Grocery Competition Testing and Validation set

tinapeng · November 10, 2017, 7:14pm

Regarding how to choose the proper validation set for the grocery competition, Jeremy @jeremy mentioned yesterday that the best they tried so far is ‘same day range 1 month earlier’ or something similar, that gave a good linear fit between validation and testing set results.

I don’t understand how this works. My understanding is that we have 30-ish different datasets, each one is one day in a month and we make predictions respectively for each day? Is that correct?

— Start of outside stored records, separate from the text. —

Issue #1033, opened 2020-11-11
Lime elements fails to initialize in non-Chromium Edge


JohannesHansen:
## Current behavior

Lime elements fails to initialize in Edge. 

## Environment

- **lime-elements** version: 29.6.2
- Framework used: Vanilla.js
- Browser: Microsoft Edge 44.19041.423.0

adrianschmidt:
This is almost certainly because we updated to Stencil 2 a while back, and did not enable building of legacy js-formats, which was disabled by default in Stencil 2. We need to enable that again.

adrianschmidt:
Technically, there are two ways we can choose between:

1. Enable "legacy" build-output. This *should* just be a matter of changing two booleans in the build-config, and we obviously need to test that it worked as well. So it's a *little* work, but if it works as expected, it shouldn't be much.

2. Decide that lime-elements has the same very strict browser requirement that Lime CRM Web Client has, which means Lime Go also has to restrict their browser requirement. It also means that any outward facing site, like the eSign portal (which have to support a wider range of browsers because not all users are customers), will be unable to use lime-elements, or will have to manage using lime-elements for compatible browsers, and provide other solutions for non-compatible browsers.

I *strongly* consider option 2 to be the *wrong* way to go for lime-elements, but as we've agreed that new issues should go through triage, I'm laying out the options here 🙂

Ping @magnusfagerlund

JohannesHansen:
Note that this issue currently prevents Lime Go from using Lime Elements 29 and above.

magnusfagerlund:
Lets go with option 1. Maybe something for cool-down?

PR #1097, opened 2021-01-08
fix: support legacy browsers again

adrianschmidt:
Support for some older browsers was removed in lime-elements v29.0.0.
That support has now been added again.

fix: #1033

## Review:

### Browsers tested:

Windows:
- [ ] Chrome
- [ ] Edge
- [ ] Firefox

Linux:
- [ ] Chrome
- [ ] Firefox

macOS:
- [ ] Chrome
- [ ] Firefox
- [ ] Safari

Mobile:
- [ ] Chrome on Android
- [ ] iOS

### DIFF
--- a/stencil.config.dist.ts
+++ b/stencil.config.dist.ts
@@ -19,6 +19,18 @@ export const config: Config = {
         },
     },
     plugins: [sass()],
+    buildEs5: 'prod',
+    extras: {
+        /* See docs at https://stenciljs.com/docs/config-extras */
+        appendChildSlotFix: true,
+        cloneNodeFix: true,
+        cssVarsShim: true,
+        dynamicImportShim: true,
+        safari10: true,
+        scriptDataOpts: false,
+        shadowDomShim: true,
+        slotChildNodesFix: true,
+    },
     tsconfig: './tsconfig.dist.json',
     globalStyle: 'src/global/core-styles.scss',
 };
--- a/stencil.config.dist.ts
+++ b/stencil.config.dist.ts
@@ -22,14 +22,11 @@ export const config: Config = {
     buildEs5: 'prod',
     extras: {
         /* See docs at https://stenciljs.com/docs/config-extras */
-        appendChildSlotFix: true,
-        cloneNodeFix: true,
         cssVarsShim: true,
         dynamicImportShim: true,
-        safari10: true,
-        scriptDataOpts: false,
+        scriptDataOpts: true,
         shadowDomShim: true,
-        slotChildNodesFix: true,
+        initializeNextTick: true,
     },
     tsconfig: './tsconfig.dist.json',
     globalStyle: 'src/global/core-styles.scss',
--- a/stencil.config.dist.ts
+++ b/stencil.config.dist.ts
@@ -26,7 +26,6 @@ export const config: Config = {
         dynamicImportShim: true,
         scriptDataOpts: true,
         shadowDomShim: true,
-        initializeNextTick: true,
     },
     tsconfig: './tsconfig.dist.json',
     globalStyle: 'src/global/core-styles.scss',
--- a/stencil.config.dist.ts
+++ b/stencil.config.dist.ts
@@ -22,9 +22,7 @@ export const config: Config = {
     buildEs5: 'prod',
     extras: {
         /* See docs at https://stenciljs.com/docs/config-extras */
-        cssVarsShim: true,
         dynamicImportShim: true,
-        scriptDataOpts: true,
         shadowDomShim: true,
     },
     tsconfig: './tsconfig.dist.json',
--- a/package-lock.json
+++ b/package-lock.json
@@ -982,6 +982,7 @@
         "jest-resolve": "^26.6.2",
         "jest-util": "^26.6.2",
         "jest-worker": "^26.6.2",
+        "node-notifier": "^8.0.0",
         "slash": "^3.0.0",
         "source-map": "^0.6.0",
         "string-length": "^4.0.1",
@@ -1769,6 +1770,7 @@
       "integrity": "sha512-41P5BCXPEIT0BlZCxAXR5mLsBmPTWqGs93rnwN2BBVxxAFtGouRk8H8nVx5wE2UTU3dbpXd2GnUGXKAXffn7RA==",
       "dev": true,
       "dependencies": {
+        "@commitlint/load": ">6.1.1",
         "chalk": "^2.4.1",
         "commitizen": "^4.0.3",
         "conventional-commit-types": "^3.0.0",
@@ -3862,6 +3864,7 @@
       "dependencies": {
         "anymatch": "~3.1.1",
         "braces": "~3.0.2",
+        "fsevents": "~2.1.2",
         "glob-parent": "~5.1.0",
         "is-binary-path": "~2.1.0",
         "is-glob": "~4.0.1",
@@ -4441,6 +4444,7 @@
       "integrity": "sha512-yAYxeGpVi27hqIilG1nh4A9Bnx4J3Ov+eXy4koL3drrR+IO9GaWPsKjik20ht608Asqi8TQPf0mczhEeyAtMzg==",
       "dev": true,
       "dependencies": {
+        "@commitlint/load": ">6.1.1",
         "chalk": "^2.4.1",
         "commitizen": "^4.0.3",
         "conventional-commit-types": "^3.0.0",
@@ -4944,7 +4948,8 @@
         "esprima": "^4.0.1",
         "estraverse": "^4.2.0",
         "esutils": "^2.0.2",
-        "optionator": "^0.8.1"
+        "optionator": "^0.8.1",
+        "source-map": "~0.6.1"
       },
       "bin": {
         "escodegen": "bin/escodegen.js",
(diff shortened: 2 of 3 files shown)


stencil.config.dist.ts
```diff
@@ -18,6 +18,18 @@ export const config: Config = {
...
+        /* See docs at https://stenciljs.com/docs/config-extras */
+        appendChildSlotFix: true,
+        cloneNodeFix: true,
+        cssVarsShim: true,
+        dynamicImportShim: true,
+        safari10: true,
+        scriptDataOpts: false,
+        shadowDomShim: true,
+        slotChildNodesFix: true,
+    },
```
adrianschmidt, line 32: This ought to add support for non-Chromium Edge and some other older browsers.

@JohannesHansen Can you try this branch in Lime Go, and see if it works?

adrianschmidt: For clarification, I've tried to test it via the documentation and via the Lime CRM web client, but both fail to load for reasons that seem to not be directly related to lime-elements. But since Lime Go already works in non-Chromium Edge, I think it makes sense to test there.

JohannesHansen: > @JohannesHansen Can you try this branch in Lime Go, and see if it works in a non-Chromium version of Edge?

@adrianschmidt I'll have a look!

JohannesHansen: @adrianschmidt Still not working unfortunately. I'm getting a fairly unhelpful `SCRIPT5022: SCRIPT5022: Syntax error` that might be to blame. I'll dig around a bit more.

adrianschmidt: I think there was one of the things they switched from default `true` to default `false` that I didn't switch back, because from the description it didn't seem to be anything that we would need… I'm not sure though. I'll have a look again.

adrianschmidt: > Still not working unfortunately. I'm getting a fairly unhelpful SCRIPT5022: SCRIPT5022: Syntax error suggesting a missing polyfill that might be to blame. I'll dig around a bit more.

Ah crap… that's the same problem I get when running the Kompendium app in Edge 18. I was hoping that was Kompendium not being compatible with Edge 18, but if it appears when this has been installed in Lime Go, then it's in lime-elements itself… 😞

But at least I then know that it's something I need to look into! 👍

adrianschmidt: > @adrianschmidt Still not working unfortunately. I'm getting a fairly unhelpful `SCRIPT5022: SCRIPT5022: Syntax error` suggesting a missing polyfill that might be to blame. I'll dig around a bit more.

Did you really test in Lime Go, or did you test by runnings the docs in this repo? Because the SCRIPT5022 error seemed to me to come from Kompendium, not from Lime Elements… 🤔

Anyway, I've now updated this branch a bit, and tested it with the following simple test page:

```html
<!DOCTYPE html>
<html dir="ltr" lang="en">

<head>
    <meta charset="UTF-8">
    <meta name="viewport" content="width=device-width, initial-scale=1.0">
    <meta http-equiv="X-UA-Compatible" content="ie=edge">
    <base href="/">
    <title>Testing Lime Elements</title>
</head>

<body class="mdc-typography" style="--badge-background-color: blue; --badge-text-color: yellow;">
    <link href="https://fonts.googleapis.com/css?family=Roboto:300,400,500" rel="stylesheet" />

    <link href="/node_modules/@limetech/lime-elements/dist/collection/style/color-palette-extended-light-mode-only.css" rel="stylesheet" />
    <link href="/node_modules/@limetech/lime-elements/dist/lime-elements/lime-elements.css" rel="stylesheet" />
    <script type="module" src="/node_modules/@limetech/lime-elements/dist/lime-elements/lime-elements.esm.js"></script>
    <script nomodule src="/node_modules/@limetech/lime-elements/dist/lime-elements/lime-elements.js"></script>
    <limel-spinner></limel-spinner>
    <limel-badge class="badge" label="999"></limel-badge>
    <limel-button label="Hello, World!" primary></limel-button>
</body>
</html>
```

It works in Edge 18, Edge 17, and Safari 11.1

I obviously can't say for absolute certain that there isn't some problem that will only appear when using a specific component, but loading lime-elements and showing a spinner or a button should work. If you still can't get it to work, let's look at it together over a screen share some time.

JohannesHansen: > Did you really test in Lime Go, or did you test by runnings the docs in this repo? Because the SCRIPT5022 error seemed to me to come from Kompendium, not from Lime Elements… 🤔

Yes, I linked it locally and built it. I'll try it again, this makes me suspect an issue with how we initialize the scripts.

adrianschmidt: Oh, that reminds me. Make sure you run the production build `npm run build`. If you run any of the commands that use the dev-build, it won't output the stuff needed for those older browsers.

JohannesHansen: @adrianschmidt it seems to work now! The app no longer crashes.

However there seems to be more issues with the components themselves; weird outlines and broken dropdowns were some obvious ones I encountered. 
image

Perhaps we should face the facts and officially drop support?

adrianschmidt: ### 😲

That looks like it's the css that isn't working properly, but I don't know what we might have changed that could cause things to look like that… 🤔

lime-elements v28.5.6 is the latest release before we removed the support for Edge 18. Do the components above work and look alright with that version?

JohannesHansen: > lime-elements v28.5.6 is the latest release before we removed the support for Edge 18. Do the components above work and look alright with that version?

The outlined input fields were introduced later so they work fine. The dropdowns are actually still broken in that version, wich is... curious. I'm fairly certain that is the same version we've been running for a while but I haven't noticed that issue before.

adrianschmidt: I just spent a few more hours on this.

I managed to load a temporary test-page with some components in Edge 18, and could check that `limel-input-field` rendered correctly. However, I also tried a date-picker, and the dropdown for that was unfortunately completely broken.

I then spent some time on trying to get the lime-elements docs working in Edge 18, but didn't really get anywhere. I think that supporting Edge 18 is just too much work for it to be worth the effort. It's not just that we need to put in the work right now, but we'll have to continuously test all our future changes in Edge 18.

If it's at all an option for Lime Go to drop the Edge 18 support, I think we should close this issue, and any products that need to support Edge 18, IE11, or any other legacy browsers, simply shouldn't use lime-elements.

Toughts?
pings:
@eketorp for general product strategy
@BregenzerK for input from the eSign portal (which is "public-facing", so should probably support legacy browsers, and not rely on lime-elements)

JohannesHansen: I agree. I've talked a bit to support about this as well, and they don't believe it's too problematic to just ask the users to upgrade/switch browser.

However, it could be worth considering adding some browser detection so we can display a meaningful error message to users - or should we leave that to the individual apps to implement?

adrianschmidt: I think that's the responsibility of each app.

But we should perhaps add some note to the docs, stating what we support.

BregenzerK: I think @justFredster is the better person to ask in terms of browser requirements in the e-sign portal. and just to double-check: Edge 18 is pretty outdated, right?? the latest is like 88 or something? I would be considered about completely removing Edge support, but I think it's reasonable that our customers have to update the browser versions

justFredster: I think you got this covered @BregenzerK . I think we can require a fairly late version of the browser you use. But we can't be to extreme about it. I would however like it if we made it more clear in the eSign documentation, which browsers the signing portal supports. Can you add that based on the outcome of this PR @BregenzerK ? Maybe even include the information in the error message shown if the browser is unsupported (I think we have something like that in the signing portal).

BregenzerK: created issue for it: https://github.com/Lundalogik/limepkg-esign/issues/651. bottom line e-sign should be fine with removing IE 11 and Edge 18 support.

adrianschmidt: Edge 18 was the last version of Edge using Microsoft's own rendering engine. It was first released in 2015. It was superseded by Edge 79, the first version of Edge built on Chromium, in January 2020. Wikipedia says that

> Microsoft plans to stop releasing security patches for Edge Legacy after March 9, 2021, and release a security update on April 13, 2021, which will replace Edge Legacy with Chromium-based Edge.

So, yeah, I guess it's more reasonable than I first thought to not support Edge 18, even in the public facing portal part of the e-sign add-on 👍

And it certainly feels like we should be able to require Edge 79 or newer in all of our products that are not "public facing", like Lime Go.

By "public facing", I mean that it is used, or potentially used, by someone who is not our customer. For Lime CRM and Lime Go, the only way you get access is to become a customer, and then we can simply say that "this software has these requirements". This in contrast to the e-sign portal, where someone who is a customer of ours may send a link to a third party, who may not even know that Lime exists, and that third party should still be able to sign the document. Which is why I have been of the opinion that the e-sign portal should support older browsers. But if Microsoft are end-of-life:ing Edge 18, and even plan to release a patch that updates Edge 18 to a Chromium based version, in just a few months, then I think we shouldn't worry too much about it.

jeremy · November 10, 2017, 8:51pm

I’m not sure what you mean by 30 different datasets. There’s only one test csv file made available on the Kaggle web site?..

tinapeng · November 10, 2017, 8:55pm

I was trying to figure out how to get the ‘same day range 1 month earlier’ validation set that you mentioned for the grocery competition. I thought it meant we split the data into 1st, 2nd, 3rd… 30th day of the month as separated dataset and predict them separately. Is that what you mean for the validation set?

jeremy · November 10, 2017, 9:13pm

I simply meant selecting rows with date after 15th July and before 1st August.

tinapeng · November 10, 2017, 9:15pm

oh… I overthinked. Thank you for clarifying!